» Requirement: Note how many lines of the data below hold the word "logarithm", then give that number with no other text.

» Records for this exercise:

PR #208, opened 2019-08-13
nce: add log_norm_factor for nce

Gerstenberger:
I propose the following changes to the `sampling_loss`:
* Add `log_norm_factor` to `sampling_loss` for nce; this is fixed to 0.0 in the standard TensorFlow implementation. However, we found that this is worth tuning for Noise Contrastive Estimation.
* As result, it is required to also include `compute_sampled_logits` and `sum_rows` separately, as this is an implementation detail in TensorFlow and not part of the public API. These functions are mostly copied from there. See comments in the doc-string.

### DIFF
--- a/TFNetworkLayer.py
+++ b/TFNetworkLayer.py
@@ -8243,6 +8243,7 @@ class SamplingBasedLoss(Loss):
                use_full_softmax=False,
                remove_accidental_hits=None,
                sampler_args=None,
+               nce_log_norm_term=0.0,
                **kwargs):
     """
     :param int num_sampled: Number of classes to be sampled. For sampled softmax, this is the number of classes to be
@@ -8257,6 +8258,7 @@ class SamplingBasedLoss(Loss):
       and the objective is equal to sampled logistic loss.
     :param dict[str] sampler_args: additional arguments for the candidate sampler. This is most relevant to the fixed_unigram sampler.
       See https://www.tensorflow.org/api_docs/python/tf/random/fixed_unigram_candidate_sampler for details.
+    :param float nce_log_norm_term: The logarithm of the constant normalization term for NCE.
     """
     super(SamplingBasedLoss, self).__init__(**kwargs)
     assert num_sampled >= 1
@@ -8273,6 +8275,69 @@ class SamplingBasedLoss(Loss):
     self.sampler_args = sampler_args
     if self.sampler_args is None:
       self.sampler_args = {}
+    self.nce_log_norm_term = nce_log_norm_term
+
+  def _nce_loss(self,
+                weights,
+                biases,
+                labels,
+                inputs,
+                num_sampled,
+                num_classes,
+                num_true=1,
+                sampled_values=None,
+                remove_accidental_hits=False,
+                partition_strategy="div",
+                name=None,
+                seed=None):
+    """
+    Returns the example-wise NCE losses for the batch.
+
+    This is mostly a copy of
+      https://github.com/tensorflow/tensorflow/blob/e19c354920c3b246dda6598229210a582caaa1a9/tensorflow/python/ops/nn_impl.py#L1729-L1837
+    with an extension which introduces the subtraction by a constant normalization term.
+
+    :param tf.Tensor weights: NCE parameters of shape [num_classes, dim].
+    :param tf.Tensor biases: biases with shape [num_classes]
+    :param tf.Tensor labels: The target classes of shape [batch_size, num_true]
+    :param tf.Tensor inputs: The forward activations of the network of shape [batch_size, dim]
+    :param int num_sampled: Number of sampled classes
+    :param int num_classes: Number of possible classes
+    :param int num_true: Number of target classes per training example
+    :param (tf.Tensor, tf.Tensor, tf.Tensor)|None sampled_values: a tuple of
+      (`sampled_candidates`, `true_expected_count`, `sampled_expected_count`)
+      returned by a `*_candidate_sampler` function (if None, we default to `log_uniform_candidate_sampler`).
+      sampled_candidates is of dtype int64.
+    :param bool remove_accidental_hits: Remove sampled classes that equal on of the target classes
+    :param str partition_strategy: A string specifying the partitioning strategy, relevant
+      if `len(weights) > 1`. Currently `"div"` and `"mod"` are supported.
+      Default is `"mod"`. See `tf.nn.embedding_lookup` for more details.
+    :param str|None name: Name for the operation
+    :param int|None seed: Seed for sampling if no sampled_values are given
+    :return: A [batch_size] tensor of example-wise NCE losses
+    :rtype: tf.Tensor
+    """
+
+    from TFUtil import compute_sampled_logits
+
+    logits, labels = compute_sampled_logits(weights=weights,
+                                            biases=biases,
+                                            labels=labels,
+                                            inputs=inputs,
+                                            num_sampled=num_sampled,
+                                            num_classes=num_classes,
+                                            num_true=num_true,
+                                            sampled_values=sampled_values,
+                                            subtract_log_q=True,
+                                            remove_accidental_hits=remove_accidental_hits,
+                                            partition_strategy=partition_strategy,
+                                            name=name,
+                                            seed=seed)
+    logits -= self.nce_log_norm_term
+    sampled_losses = tf.nn.sigmoid_cross_entropy_with_logits(labels=labels,
+                                                             logits=logits,
+                                                             name="sampled_losses")
+    return tf.reduce_sum(sampled_losses, axis=1)
 
   def get_value(self):
     """
@@ -8336,7 +8401,7 @@ class SamplingBasedLoss(Loss):
                                    range_max=self.target.dim,
                                    **self.sampler_args)
           if self.nce_loss:
-            loss_fn = tf.nn.nce_loss
+            loss_fn = self._nce_loss
           else:
             loss_fn = tf.nn.sampled_softmax_loss
 
--- a/TFUtil.py
+++ b/TFUtil.py
@@ -8517,3 +8517,156 @@ def get_non_deterministic_ops_from_graph():
     # elif ... more non det ops to be added
 
   return non_det_ops
+
+
+def compute_sampled_logits(weights,
+                           biases,
+                           labels,
+                           inputs,
+                           num_sampled,
+                           num_classes,
+                           num_true=1,
+                           sampled_values=None,
+                           subtract_log_q=True,
+                           remove_accidental_hits=False,
+                           partition_strategy="mod",
+                           name=None,
+                           seed=None):
+  """Helper function for nce_loss and sampled_softmax_loss functions.
+  Computes sampled output training logits and labels suitable for implementing
+  e.g. noise-contrastive estimation (see nce_loss) or sampled softmax (see
+  sampled_softmax_loss).
+  Note: In the case where num_true > 1, we assign to each target class
+  the target probability 1 / num_true so that the target probabilities
+  sum to 1 per-example.
+
+  This is a copy of
+    https://github.com/tensorflow/tensorflow/blob/e19c354920c3b246dda6598229210a582caaa1a9/tensorflow/python/ops/nn_impl.py#L1440
+
+  :param tf.Tensor|list[tf.Tensor]|tuple[tf.Tensor] weights: A `Tensor` of shape `[num_classes, dim]`,
+    or a list of `Tensor` objects whose concatenation along dimension 0 has shape `[num_classes, dim]`.
+    The class embeddings.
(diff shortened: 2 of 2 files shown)


TFNetworkLayer.py
```diff
@@ -8257,6 +8258,7 @@ def __init__(self,
       and the objective is equal to sampled logistic loss.
     :param dict[str] sampler_args: additional arguments for the candidate sampler. This is most relevant to the fixed_unigram sampler.
       See https://www.tensorflow.org/api_docs/python/tf/random/fixed_unigram_candidate_sampler for details.
+    :param float log_norm_factor=0.0: The logarithm of the constant normalization term for NCE.
```
albertz: I think the format syntax is wrong (remove the `=0.0` here).

TFNetworkLayer.py
```diff
@@ -8273,6 +8275,68 @@ def __init__(self,
...
+      https://github.com/tensorflow/tensorflow/blob/e19c354920c3b246dda6598229210a582caaa1a9/tensorflow/python/ops/nn_impl.py#L1729-L1837
+
+    :param tf.Tensor weights: NCE parameters of shape [num_classes, dim].
+    :param tf.Tensor biases: biases with shape [num_classes]
+    :param tf.Tensor labels: The target classes of shape [batch_size, num_true]
+    :param tf.Tensor inputs: The forward activations of the network of shape [batch_size, dim]
+    :param int num_sampled: Number of sampled classes
+    :param int num_classes: Number of possible classes
+    :param int num_true: Number of target classes per training example
+    :param (tf.Tensor[int64], tf.Tensor, tf.Tensor) sampled_values: a tuple of
```
albertz: I think `tf.Tensor[int64]` is invalid syntax. It should just be `tf.Tensor`. Write in the description that `sampled_candidates` is of dtype int64.

TFNetworkLayer.py
```diff
@@ -8273,6 +8275,68 @@ def __init__(self,
...
+    :param int num_true: Number of target classes per training example
+    :param (tf.Tensor[int64], tf.Tensor, tf.Tensor) sampled_values: a tuple of 
+      (`sampled_candidates`, `true_expected_count`, `sampled_expected_count`)
+      returned by a `*_candidate_sampler` function.
+      (if None, we default to `log_uniform_candidate_sampler`)
+    :param bool remove_accidental_hits: Remove sampled classes that equal on of the target classes
+    :param str partition_strategy: A string specifying the partitioning strategy, relevant
+      if `len(weights) > 1`. Currently `"div"` and `"mod"` are supported.
+      Default is `"mod"`. See `tf.nn.embedding_lookup` for more details.
+    :param str name: Name for the operation
```
albertz: Should be `str|None`.

TFNetworkLayer.py
```diff
@@ -8273,6 +8275,68 @@ def __init__(self,
...
+    :param int seed: Seed for sampling if no sampled_values are given
```
albertz: Should be `int|None`.

TFUtil.py
```diff
@@ -8517,3 +8517,177 @@ def get_non_deterministic_ops_from_graph():
...
+
+
+def sum_rows(x):
+  """
+  Returns a vector summing up each row of the matrix x.
+
+  This is mostly a copy of
+    https://github.com/tensorflow/tensorflow/blob/e19c354920c3b246dda6598229210a582caaa1a9/tensorflow/python/ops/nn_impl.py#L1427
+
+  :param tf.Tensor x: input tensor
```
albertz: What shape do you expect for `x`? What dtype? Please specify.

TFUtil.py
```diff
@@ -8517,3 +8517,177 @@ def get_non_deterministic_ops_from_graph():
...
+  :return: Vector, which rows are summed along axis 1 with shape [shape(x)[0]]
+  :rtype: tf.Tensor
+  """
+  # sum_rows(x) is equivalent to math_ops.reduce_sum(x, 1) when x is
+  # a matrix.  The gradient of _sum_rows(x) is more efficient than
+  # reduce_sum(x, 1)'s gradient in today's implementation. Therefore,
+  # we use _sum_rows(x) in the nce_loss() computation since the loss
+  # is mostly used for training.
+  cols = tf.shape(x)[1]
+  ones_shape = tf.stack([cols, 1])
```
albertz: You don't need the `tf.stack` here, or do you?

TFUtil.py
```diff
@@ -8517,3 +8517,177 @@ def get_non_deterministic_ops_from_graph():
...
+
+  :param tf.Tensor x: input tensor
+  :return: Vector, which rows are summed along axis 1 with shape [shape(x)[0]]
+  :rtype: tf.Tensor
+  """
+  # sum_rows(x) is equivalent to math_ops.reduce_sum(x, 1) when x is
+  # a matrix.  The gradient of _sum_rows(x) is more efficient than
+  # reduce_sum(x, 1)'s gradient in today's implementation. Therefore,
+  # we use _sum_rows(x) in the nce_loss() computation since the loss
+  # is mostly used for training.
```
albertz: `sum_rows` or `_sum_rows`? Be consistent.
Also, maybe this description would actually be also helpful in the docstring itself, not just as a code comment? So move it there.

albertz: Btw, are you sure that the gradient is more efficient? Have you measured that? Or do they write that in the TF comment?
I remember seeing people using `matmul` instead of `reduce_sum`, but the reason was that in earlier TF versions, `matmul` was deterministic and `reduce_sum` was not (in later TF versions, also `reduce_sum` should be deterministic).

TFUtil.py
```diff
@@ -8517,3 +8517,177 @@ def get_non_deterministic_ops_from_graph():
...
+  e.g. noise-contrastive estimation (see nce_loss) or sampled softmax (see
+  sampled_softmax_loss).
+  Note: In the case where num_true > 1, we assign to each target class
+  the target probability 1 / num_true so that the target probabilities
+  sum to 1 per-example.
+
+  This is mostly a copy of
+    https://github.com/tensorflow/tensorflow/blob/e19c354920c3b246dda6598229210a582caaa1a9/tensorflow/python/ops/nn_impl.py#L1440
+
+  :param weights tf.Tensor|[tf.Tensor]: A `Tensor` of shape `[num_classes, dim]`, or a list of `Tensor`
```
albertz: The syntax is wrong. It should be `:param tf.Tensor|list[tf.Tensor| weights: ...`.

TFUtil.py
```diff
@@ -8517,3 +8517,177 @@ def get_non_deterministic_ops_from_graph():
...
+  :return:
+    out_logits: `Tensor` object with shape
+        `[batch_size, num_true + num_sampled]`, for passing to either
+        `nn.sigmoid_cross_entropy_with_logits` (NCE) or
+        `nn.softmax_cross_entropy_with_logits` (sampled softmax).
+    out_labels: A Tensor object with the same shape as `out_logits`.
+  :rtype: (tf.Tensor, tf.Tensor)
+  """
+
+  if not isinstance(weights, list):
```
albertz: Also allow `tuple`. (i.e. `isinstance(weights, (list, tuple))`).

TFUtil.py
```diff
@@ -8517,3 +8517,177 @@ def get_non_deterministic_ops_from_graph():
...
+          validate_indices=False)
+
+    if subtract_log_q:
+      true_logits -= tf.log(true_expected_count)
+      sampled_logits -= tf.log(sampled_expected_count)
+
+    out_logits = tf.concat([true_logits, sampled_logits], 1)
+
+    out_labels = tf.concat([
+        tf.ones_like(true_logits) / num_true,
```
albertz: Use `//` for integer division.

TFUtil.py
albertz: I just checked; that comment is copied from the TF code. So they claim that. But that code is at least 4 years old, probably even older, and dates back to before TF was public (see [here](https://github.com/tensorflow/tensorflow/blame/ef2a926ec05dfd337d84279aafa58b22f0f36123/tensorflow/python/ops/nn.py#L1084)). So I'm not sure if that is still true today. I would verify that if you have time (just try out with `tf.reduce_sum` instead, and see if there is a difference). In any case, replace "today", and be more specific (write the date of the initial TF commit).

TFUtil.py
```diff
@@ -8517,3 +8517,177 @@ def get_non_deterministic_ops_from_graph():
...
+                           seed=None):
+  """Helper function for nce_loss and sampled_softmax_loss functions.
+  Computes sampled output training logits and labels suitable for implementing
+  e.g. noise-contrastive estimation (see nce_loss) or sampled softmax (see
+  sampled_softmax_loss).
+  Note: In the case where num_true > 1, we assign to each target class
+  the target probability 1 / num_true so that the target probabilities
+  sum to 1 per-example.
+
+  This is mostly a copy of
```
kazuki-irie: > This is **mostly** a copy of

What are the changes?

TFUtil.py
Gerstenberger: I see, thanks.
I removed sum_rows now and replaced this with reduce_sum. I did some small scale tests and on the V100 there is no difference in runtime.

TFUtil.py
Gerstenberger: I think this should be correct as is. If num_true > 1 and we do `floordiv` then the results should be `0.0` which is not what we want. This is just to ensure that the per-example labels sum to `1.0`

Gerstenberger:
I did make the requested changes. Please let me know if anything is missing.

albertz:
Btw, please clean up the commits in the end.

TFUtil.py
```diff
@@ -8517,3 +8517,155 @@ def get_non_deterministic_ops_from_graph():
...
+  e.g. noise-contrastive estimation (see nce_loss) or sampled softmax (see
+  sampled_softmax_loss).
+  Note: In the case where num_true > 1, we assign to each target class
+  the target probability 1 / num_true so that the target probabilities
+  sum to 1 per-example.
+
+  This is a copy of
+    https://github.com/tensorflow/tensorflow/blob/e19c354920c3b246dda6598229210a582caaa1a9/tensorflow/python/ops/nn_impl.py#L1440
+
+  :param tf.Tensor|list(tf.Tensor)|tuple(tf.Tensor) weights: A `Tensor` of shape `[num_classes, dim]`,
```
albertz: The syntax is wrong. It should be `list[tf.Tensor]` and `tuple[tf.Tensor]`. (You can just check whether PyCharm correctly infers the type for `weights`.)

TFUtil.py
```diff
@@ -8517,3 +8517,155 @@ def get_non_deterministic_ops_from_graph():
...
+    all_ids = tf.concat([labels_flat, sampled], 0)
+
+    all_w = tf.nn.embedding_lookup(
+        weights, all_ids, partition_strategy=partition_strategy)
+    if all_w.dtype != inputs.dtype:
+      all_w = tf.cast(all_w, inputs.dtype)
+
+    true_w = tf.slice(all_w,
+                      [0, 0],
+                      tf.stack([tf.shape(labels_flat)[0], -1]))
```
albertz: I think you don't need the `tf.stack` here.

TFUtil.py
```diff
@@ -8517,3 +8517,155 @@ def get_non_deterministic_ops_from_graph():
...
+
+    sampled_w = tf.slice(
+        all_w, tf.stack([tf.shape(labels_flat)[0], 0]), [-1, -1])
```
albertz: I think you don't need the `tf.stack` here.

TFUtil.py
albertz: Ah, sorry, I got confused. I thought that are labels (because you call it `out_labels`), i.e. integers. But why do you call it "labels" then? Better rename it, so that it is more clear what it is.

TFUtil.py
```diff
@@ -8517,3 +8517,155 @@ def get_non_deterministic_ops_from_graph():
...
+    Default is `"mod"`. See `tf.nn.embedding_lookup` for more details.
+  :param str|None name: A name for the operation.
+  :param int|None seed: random seed for candidate sampling. Default to None, which doesn't set
+    the op-level random seed for candidate sampling.
+  :return:
+    out_logits: `Tensor` object with shape
+        `[batch_size, num_true + num_sampled]`, for passing to either
+        `nn.sigmoid_cross_entropy_with_logits` (NCE) or
+        `nn.softmax_cross_entropy_with_logits` (sampled softmax).
+    out_labels: A Tensor object with the same shape as `out_logits`.
```
albertz: What is in `out_labels`? Make more clear. Also write the dtype (from "labels", I would infer that it must be integer).

TFUtil.py
albertz: I'm not sure if "targets" is better... Maybe "soft targets"? Well, maybe good enough like that.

» Written answer: 2